RPA bots are configured to do the same thing every time they execute a task. They don’t learn or adapt to new or better ways to complete tasks or solve difficulties. Artificial Intelligence (AI) can help with this by providing the next level of automation.

Revenue Cycle Management

The following are only a few examples of possible applications:

  • Prior Authorizations
  • Insurance Verification
  • Inquiries on the status of claims and follow-ups
  • Segmentation of accounts
  • Virtual assistants for clinic staff.

Artificial Intelligence (AI):

Artificial Intelligence (AI) is a term that refers to the use of intelligent computer systems to replicate human intelligence. Learning (taking in knowledge and applying contextual norms for using it), self-correction (learning from successes and failures), and even reasoning are examples of these processes (reaching conclusions by applying context and rules). This is accomplished through the use of algorithms that recognize patterns and plan future actions.

You’ve encountered AI if you’ve ever used a Chatbot on a website, Alexa in your house, or Siri on your smartphone to receive answers to a question. Machine learning, picture recognition, audio recognition, natural language processing, and language translation are all common uses.

AI’s Advantages and Possibilities:

Healthcare executives are still looking into how this advanced technology might help them improve both financial performance and patient satisfaction that including connecting patients with providers and estimating out-of-pocket payments in real-time.

Computer-assisted coding (CAC), which reads clinician notes using natural language processing are just a few of the possible applications.

  1. Enhancement of clinical documentation
  2. Authorizations in advance
  3. Verification of claim status
  4. Examining EHR notes and clinical data to find flaws and inconsistencies
  5. Chatbots and textbots to answer queries
  6. Scheduling (can account for peak hours, availability, and resource load)
  7. Predicting payer representative availability to reduce multiple calls and long hold times
  8. Learning patterns in claim denials and recommending corrective actions for example appending a modifier for a particular procedure etc as required by that specific payer.
Revenue Cycle Management

End-to-end or “unattended” automation can be achieved by combining AI with RPA. RPA employs pre-programmed logic to handle structured data, such as filling out a form, but AI builds its own reasoning and can handle unstructured data, such as free typing in a chatbot or textbot or analyzing speech in a phone call. Both types of data are used in healthcare RCM. It is feasible to automate an entire process from start to end by combining RPA and AI.
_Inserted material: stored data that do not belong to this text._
PR #954, opened 2018-05-23
BUG: Fix launcher settings generation with system qt.

phcerdan:
First, it sets Slicer_USE_SYSTEM_QT=ON in the case of Qt5.

And also fix appending QT_BINARY_DIR in the case of
the system qt5.
(this was generating problems with system python and virtualenvs)

Co-authored-by: Jean-Christophe Fillion-Robin <JChris.FillionR@kitware.com>

### DIFF
--- a/CMake/SlicerBlockCTKAppLauncherSettings.cmake
+++ b/CMake/SlicerBlockCTKAppLauncherSettings.cmake
@@ -103,8 +103,12 @@ endforeach()
 #-----------------------------------------------------------------------------
 set(SLICER_PATHS_BUILD
   <APPLAUNCHER_SETTINGS_DIR>/bin/<CMAKE_CFG_INTDIR>
-  ${QT_BINARY_DIR}
   )
+if(NOT Slicer_USE_SYSTEM_QT)
+  list(APPEND SLICER_PATHS_BUILD
+    ${QT_BINARY_DIR}
+    )
+endif()
 
 if(Slicer_BUILD_CLI_SUPPORT AND Slicer_BUILD_CLI)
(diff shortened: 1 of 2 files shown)


jcfr:
Thanks for the PR

Do you know if `Qt5.cmake` is always found in a sub-directory of `/usr/lib64` ? Should we add `/usr/lib` ? And would also be nice to find out where the file is installed when using homebrew of macport on macos.

phcerdan:
From [Archlinux](https://wiki.archlinux.org/index.php/Frequently_asked_questions) wiki (search lib64 there), `/usr/lib64` is a symlink to `/usr/lib`, and it follows convention in distros with systemd. I think we should add `/usr/lib` and maybe `/usr/lib32`?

Prior authorizations, one of the most time-consuming revenue cycle management tasks, are an excellent example of this combination. RPA bots can automate the repetitive operations that staff typically conduct during the authorization process, while AI can learn from previous denials to predict changes and detect potential difficulties.

While artificial intelligence (AI) can automate many operations, it does not replace the necessity for human workers. When human action is required, AI can help convey the correct information to the right person at the right time. While patients may prefer automated techniques for basic chores, they still want a real person to assist them during “moments of truth”—interactions that require fixing a key issue or making a care decision.

With the right technology and practical solutions, MediFusion EHR can help you increase profitability, improve patient experience, and get the most out of your IT investment. Providers may be enticed by the promise of decreased operational expenses to integrate the latest AI technology, and there are plenty of possibilities.

However, while selecting and deploying automation, it’s critical to be highly deliberate. Automation isn’t only about lowering labor expenses; it’s also about freeing up employees to focus on more important patient-centric tasks. It can save operating costs while simultaneously improving the patient financial experience and staff morale when used wisely.